如果要頒發諾貝爾文學獎給一個德國歌手,也許我們只能想得到Wolf Biermann這個名字。
法蘭克福廣訊報週日版刊出了一篇文章,報導Biermann於1976年的11月13日在科隆辦的那場演唱會,作者是當時也在現場的攝影記者。她寫道那場演唱會多麼讓人動容。
那也許是德國戰後最知名的演唱會。Biermann這個漢堡出生的歌手,父親是忠誠的共產黨員工人,在納粹時代曾參與抵抗,後被解送到集中營並被謀殺。Biermann也繼承父親的政治理念,戰後因為認同共產主義,”想要協助共產主義的建設“,十幾歲的他跑到了東德求學,並移居東德。但他發現東德獨裁政權與他的政治理想相左甚多,時常寫歌寫詩文批評,也成為東德特務監控對象。最後他被禁止在東德登台演出。
1976年,他獲邀去科隆演唱,向政府申請獲准(此前他已經被禁唱了11年)。那個晚上,他對著七千位聽眾說著多麼熱愛東德,而又多麼痛恨東德的何內克以及其政黨正毀掉他的國家。他說,他不會停止對抗壓迫人民的政府。
攝影師說她捕捉Biermann在台上的那些影像,呈現了他處在多麼幸福的時刻。
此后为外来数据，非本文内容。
Issue #2274, opened 2020-03-23
com.amazonaws.regions.EndpointToRegion#guessRegionNameForEndpoint Broken for Endpoint String without Schema


original-brownbear:
After upgrading to `1.11.749`, I see this failure when constructing an S3 client that uses e.g. endpoint string `127.0.0.1:5021` or any other string that doesn't contain a schema.

```
  Caused by: java.lang.IllegalArgumentException: Illegal character in scheme name at index 0: 127.0.0.1:5
  1>    at java.base/java.net.URI.create(URI.java:906)
  1>    at com.amazonaws.regions.EndpointToRegion.guessRegionOrRegionNameForEndpoint(EndpointToRegion.java:71)
  1>    at com.amazonaws.regions.EndpointToRegion.guessRegionNameForEndpoint(EndpointToRegion.java:41)
  1>    at com.amazonaws.AmazonWebServiceClient.setEndpoint(AmazonWebServiceClient.java:323)
  1>    at com.amazonaws.services.s3.AmazonS3Client.setEndpoint(AmazonS3Client.java:725)
  1>    at com.amazonaws.client.builder.AwsClientBuilder.setRegion(AwsClientBuilder.java:453)
  1>    at com.amazonaws.client.builder.AwsClientBuilder.configureMutableProperties(AwsClientBuilder.java:424)
  1>    at com.amazonaws.client.builder.AwsSyncClientBuilder.build(AwsSyncClientBuilder.java:46)
```

The JavaDocs explicitly state that an endpoint string without a schema should work and it used to work in `1.11.636` so this is new it seems.
I think this can easily be fixed by using e.g. `com.amazonaws.AmazonWebServiceClient#toURI` which is used in other places to handle this kind of string to `URI` conversion.

debora-ito:
Hi @original-brownbear, thank you for reaching out. This is a duplicate of #2255, let's track this issue over there.

Issue #2255, opened 2020-03-06
IP address & port w/o scheme in endpoint ⇒ URISyntaxException/IllegalArgumentException from EndpointToRegion.guessRegionOrRegionNameForEndpoint


jglick:
## Describe the bug

If you pass a custom endpoint in the format `127.0.0.1:1234` to the SDK, the client builder will fail.

## Expected Behavior

Should behave similarly to if a hostname such as `localhost` is used, or if an IP address is used without an explicit port, or if a full URL with scheme is passed.

## Current Behavior

You get an error such as

```
java.lang.IllegalArgumentException: Illegal character in scheme name at index 0: 127.0.0.1:38835
	at java.base/java.net.URI.create(URI.java:883)
	at com.amazonaws.regions.EndpointToRegion.guessRegionOrRegionNameForEndpoint(EndpointToRegion.java:71)
	at com.amazonaws.regions.EndpointToRegion.guessRegionNameForEndpoint(EndpointToRegion.java:41)
	at com.amazonaws.AmazonWebServiceClient.setEndpoint(AmazonWebServiceClient.java:323)
	at com.amazonaws.services.s3.AmazonS3Client.setEndpoint(AmazonS3Client.java:725)
	at com.amazonaws.client.builder.AwsClientBuilder.setRegion(AwsClientBuilder.java:453)
	at com.amazonaws.client.builder.AwsClientBuilder.configureMutableProperties(AwsClientBuilder.java:424)
	at com.amazonaws.client.builder.AwsSyncClientBuilder.build(AwsSyncClientBuilder.java:46)
	at …
Caused by: java.net.URISyntaxException: Illegal character in scheme name at index 0: 127.0.0.1:38835
	at java.base/java.net.URI$Parser.fail(URI.java:2913)
	at java.base/java.net.URI$Parser.checkChars(URI.java:3084)
	at java.base/java.net.URI$Parser.checkChar(URI.java:3094)
	at java.base/java.net.URI$Parser.parse(URI.java:3109)
	at java.base/java.net.URI.<init>(URI.java:600)
	at java.base/java.net.URI.create(URI.java:881)
	... 23 more
```

## Steps to Reproduce

Reproduced in https://github.com/jenkinsci/artifact-manager-s3-plugin/pull/112.

## Possible Solution

PR forthcoming.

## Context

Broke integration testing of the Jenkins plugin to store artifacts in S3 against a MinIO mock server running in a local Docker container.
[...]

PR #2277, opened 2020-03-25
fix for #2274/ #2255 EndpointToRegion-> ip adress & port without sche…

TommyWind:
…me in endpoint

*Issue #2274/ #2255 

*Description of changes: fixes EndpointToRegion#guessRegionNameForEndpoint for Endpoint String without Schema. Example added to tests. 

### DIFF
--- a/aws-java-sdk-core/src/main/java/com/amazonaws/regions/EndpointToRegion.java
+++ b/aws-java-sdk-core/src/main/java/com/amazonaws/regions/EndpointToRegion.java
@@ -67,12 +67,10 @@ public class EndpointToRegion {
         if (endpoint == null) {
             return new RegionOrRegionName();
         }
-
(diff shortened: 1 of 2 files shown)


TommyWind:
@debora-ito I've just seen there is an opened PR for the same issue. Sorry for duplication. If it is ok, I am going to leave it here for a review anyway. This solution looks for me a bit leaner. Thank you in advance.🙂

zoewangg:
Hi @TommyWind Thank you for your pull request! After careful reviewing the code, we have decided to merge #2256 instead because there might be some other edge cases that cause `URI.create` to throw exception such as  `://127.0.0.1`. We think catching exception might be a better solution for this case. Going to go ahead and close this PR. Thank you again for the pull request! :)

當一個熱愛自由的理想主義者是如此幸福,當一個真正的愛國者是如此幸福。
那場演唱會之後,東德將Biermann剝奪國籍。他只好離開那個十幾歲的自己選擇的祖國,再回到他一度選擇離開的這個”祖國”。
除籍事件後,東德與西德均爆發支持Biermann並抗議東德政府干涉歌手的言論自由。法蘭克福廣訊報稱,這些抗議行動,這些不滿與失望,形成了後來東德政權垮臺的開端之一。
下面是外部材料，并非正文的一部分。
PR #2334, opened 2020-05-23
Correct javadoc ending

asashour:
This PR corrects the endings of the JavaDocs.

Also in template files


debora-ito:
Hi @asashour I applaud the effort of changing 696 files but these classes are generated, the change would be overwritten by the next release, so we cannot approve this change unfortunately.

asashour:
I understand that the files are generated from the templates, which are also included in the PR.

Should I raise a new PR with only template changes?

Please note there are other issues with the javadoc, like using tabs instead of spaces and incorrect indentation. Which should be tackled by other PRs once the change process is agreed on

debora-ito:
You can submit a new PR for just the templates, it would not be high in the priority list as the team is actively working in releasing new features for the SDK v2.

Out of curiosity, is this impacting you in some way? Can you give context on the change?

PR #2354, opened 2020-06-07
Improve grammar in documentation (Values values to Values range).

Isabek:
*Issue #, if available:*

*Description of changes:*

Change Values values to Values range.


debora-ito:
Hi @Isabek this javadoc is generated based on the service model, which is owned by the service team. I'll contact them and ask to make this improvement. Thank you for reaching out.

PR #2364, opened 2020-06-16
 Update ObjectMetadata getContentLength javadoc to correctly describe the default value

emmberk:
*Issue #, if available:*
none

*Description of changes:*
Fixes the javadoc of `ObjectMetadata#getContentLength()` to say that it returns `0` instead of `null` "if [the Content-Length header] hasn't been yet" to match the implementation of the method, which does
```java
if (contentLength == null) return 0;
```


emmberk:
This is still an issue in the latest release: https://github.com/aws/aws-sdk-java/blob/1.12.490/aws-java-sdk-s3/src/main/java/com/amazonaws/services/s3/model/ObjectMetadata.java#L296-L298.

debora-ito:
@emmberk we incorporated the change into our internal code, it was released yesterday -
https://docs.aws.amazon.com/AWSJavaSDK/latest/javadoc/com/amazonaws/services/s3/model/ObjectMetadata.html#getContentLength--

Thank you for the patience! We appreciate the persistence.

PR #2380, opened 2020-07-14
support weak etags in getObject checks

tkroman:
According to ETag spec (https://developer.mozilla.org/en-US/docs/Web/HTTP/Headers/ETag) ETags can be of weak form, which is the case for us when we use Ceph as a storage. In general, I don't think this is backwards-incompatible as no existing functionality is harmed. 
With this change support for etags marked as weak is added.
Not sure what's the QA process is supposed to be but I guess a brief glance at the code should suffice.

### DIFF
--- a/aws-java-sdk-s3/src/main/java/com/amazonaws/services/s3/AmazonS3Client.java
+++ b/aws-java-sdk-s3/src/main/java/com/amazonaws/services/s3/AmazonS3Client.java
@@ -1544,7 +1544,12 @@ public class AmazonS3Client extends AmazonWebServiceClient implements AmazonS3 {
         // stream in a validator that calculates an MD5 of the downloaded
         // bytes and complains if what we received doesn't match the Etag.
         if (!skipClientSideValidation) {
-            byte[] serverSideHash = BinaryUtils.fromHex(s3Object.getObjectMetadata().getETag());
+            String etag = s3Object.getObjectMetadata().getETag();
+            if (etag.startsWith("W/")) {
+                // weak etags are of the form `W/"etag"` so we trim accordingly
+                etag = etag.substring(3, etag.length() - 1);
+            }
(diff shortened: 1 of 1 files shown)


debora-ito:
Hi @tkroman I am not sure if S3 supports weak etags.
Can you give more context and some examples on how this would work with Ceph?

tkroman:
Short example:

```
@ s3.getObject(bucket, key)
java.lang.IllegalArgumentException: Input is expected to be encoded in multiple of 2 bytes but found: 35
  com.amazonaws.util.Base16Codec.decode(Base16Codec.java:76)
  com.amazonaws.util.Base16Lower.decode(Base16Lower.java:53)
  com.amazonaws.util.BinaryUtils.fromHex(BinaryUtils.java:48)
  com.amazonaws.services.s3.AmazonS3Client.postProcessS3Object(AmazonS3Client.java:1547)
  com.amazonaws.services.s3.AmazonS3Client.getObject(AmazonS3Client.java:1502)
  com.amazonaws.services.s3.AmazonS3Client.getObject(AmazonS3Client.java:1344)
  ammonite.$sess.cmd36$.<clinit>(cmd36.sc:1)
```

BUT

```
@ s3.getObjectMetadata(bucket, key).getETag
res37: String = "09757082cae2ec0f59688f3b2f964e00"
```

I debugged the `postProcessS3Object` and found that somehow in transit the metadata on the object received by `postProcessS3Object` contains etag in `W/"..."` format. I can see that the metadata population in both cases is done in the same place (`AbstractS3ResponseHandler#populateObjectMetadata`) but I can't tell how it ends up having different behavior.

debora-ito:
Apologies for the long silence. We are closing this PR, we don't have plans to change the S3 etag handling. We are reserving the changes in the S3 handwritten client to the minimum necessary.

Issue #2384, opened 2020-07-17
Include DeliveryDelay in the SES EventType enum


alexburlton-sonocent:
## Describe the issue
The new event type `DeliveryDelay` was [recently added to SES](https://aws.amazon.com/about-aws/whats-new/2020/06/amazon-ses-can-now-send-notifications-when-the-delivery-of-an-email-is-delayed/), however the SDK has not been updated to include it in the `EventType` enum. It would be useful to update this as I imagine anyone who is doing any processing of these events will likely be making use of it in parsing/handling logic.

## Your Environment

* AWS Java SDK version used: 1.11.630

debora-ito:
Hi @alexburlton-sonocent thank you for reaching out. 

According to [SES docs](https://docs.aws.amazon.com/ses/latest/DeveloperGuide/monitor-using-event-publishing.html#event-publishing-terminology), the DELIVERY_DELAY type is only available via SES API v2 `UpdateConfigurationSetEventDestination` operation, which uses the SES API v2 [EventType](https://docs.aws.amazon.com/AWSJavaSDK/latest/javadoc/com/amazonaws/services/simpleemailv2/model/EventType.html) and already has the DELIVERY_DELAY included.

PR #2385, opened 2020-07-17
Add DeliveryDelay to SES EventType enum

alexburlton-sonocent:
*Issue #, if available:*

https://github.com/aws/aws-sdk-java/issues/2384

*Description of changes:*

Manually adds the `DeliveryDelay` event type to the relevant `enum` class. This may not be the right thing to do - I am aware that this class appears to have been automatically generated somehow (`@Generated("com.amazonaws:aws-java-sdk-code-generator")`). However, as there is no `README` in the code generator stuff I've got no idea how I'd go about rerunning/changing that so I thought I'd see what the feedback was :shrug: 


debora-ito:
As I mentioned in #2384 the SES API v2 EventType has DELIVERY_DELAY included, so this change is not necessary.

PR #2424, opened 2020-10-03
support for client generation using credentials

15pratik:
*Issue #, if available:*

*Description of changes:*
Added an API for s3 client generation using access key and secret key without using the profile keys


debora-ito:
@15pratik we moved away from your suggested pattern of providing arguments. Thank you for the PR but we won't be able to approve it.

PR #2725, opened 2022-03-22
fix: specify how to configure Default location

froblesmartin:
There is no place specifying how to configure a geolocation record with Default location. I have checked other SDKs and it is not mentioned anywhere.


debora-ito:
Hi @froblesmartin thank you for submitting the PR. We won't be able to merge it unfortunately.

GeoLocation is an auto-generated class (note the `@Generated` annotation on the top of the class name) based on a json model. Any change must be made in the model otherwise the next update will overwrite it. The model is maintained upstream by the service team so I'll contact them internally with your suggestion.

Thank you!

Issue #2733, opened 2022-04-10
DefaultTimeoutThreadPool builded with hard-coded params


kurenchuksergey:
### Describe the feature

Unfortunately, nowadays I can't customise default executor and it strange
Executor should be customised

### Use Case

For example I can use pooling model with scheduled  scan. In that case if I will scan it rare then 5 second (like once per 10 second)  in each time I  will produce new thread. But it's not needed and also distracts from real problems when you make jfr/monitorings

### Proposed Solution

just give possibility to setup my own values

### Acknowledgements

- [X] I may be able to implement this feature request
- [ ] This feature might incur a breaking change

### AWS Java SDK version used

2

### JDK version used

any

### Operating System and version

any

debora-ito:
Hi @kurenchuksergey thank you for spending the time to submit the PR. We won't be able to accept it unfortunately.

`TimeoutThreadPoolBuilder` is meant to be used as an internal tool (`@SdkInternalApi`), having a configurable timeout is not in the plans for it.

Will go ahead and close this. Feel free to reach out if you have other questions about the Java SDK.

PR #2734, opened 2022-04-10
 #2733 - DefaultTimeoutThreadPool builded with hard-coded params

kurenchuksergey:
Describe the feature
Unfortunately, nowadays I can't customise default executor and it strange
Executor should be customised

Use Case
For example I can use pooling model with scheduled scan. In that case if I will scan it rare then 5 second (like once per 10 second) in each time I will produce new thread. But it's not needed and also distracts from real problems when you make jfr/monitorings

*Issue #, if available:*

*Description of changes:*


kurenchuksergey:
fixes #2733

debora-ito:
See my comment in #2733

他一生創作無數,出版的唱片,文集,詩集,堆起來超出他的身高,都是戰鬥力十足,批判政府毫不留情的作品。但我認為他的特別之處不在於他的堅持,還在於他的幽默。他寫的許多抗議歌曲都以幽默方式表達嚴肅的政治議題。當年我的德文課上,老師放了幾首Biermann的歌,學生們讀了那些歌詞內容都大笑。我才從此開始聽這個人的歌並讀他的詩。
他不是個完人,他也犯過錯,1976年那場音樂會的晚上,他針對戰後的617鎮壓事件,為東德政府說話,認為617民主化運動也許他沒有認知事件真相,也許他還陷在對共產主義的理想中。
Biermann今年過了八十歲生日,持續創作中,在各種重要社會議題他也不停止發聲。老雖老矣,依然是個鬥士。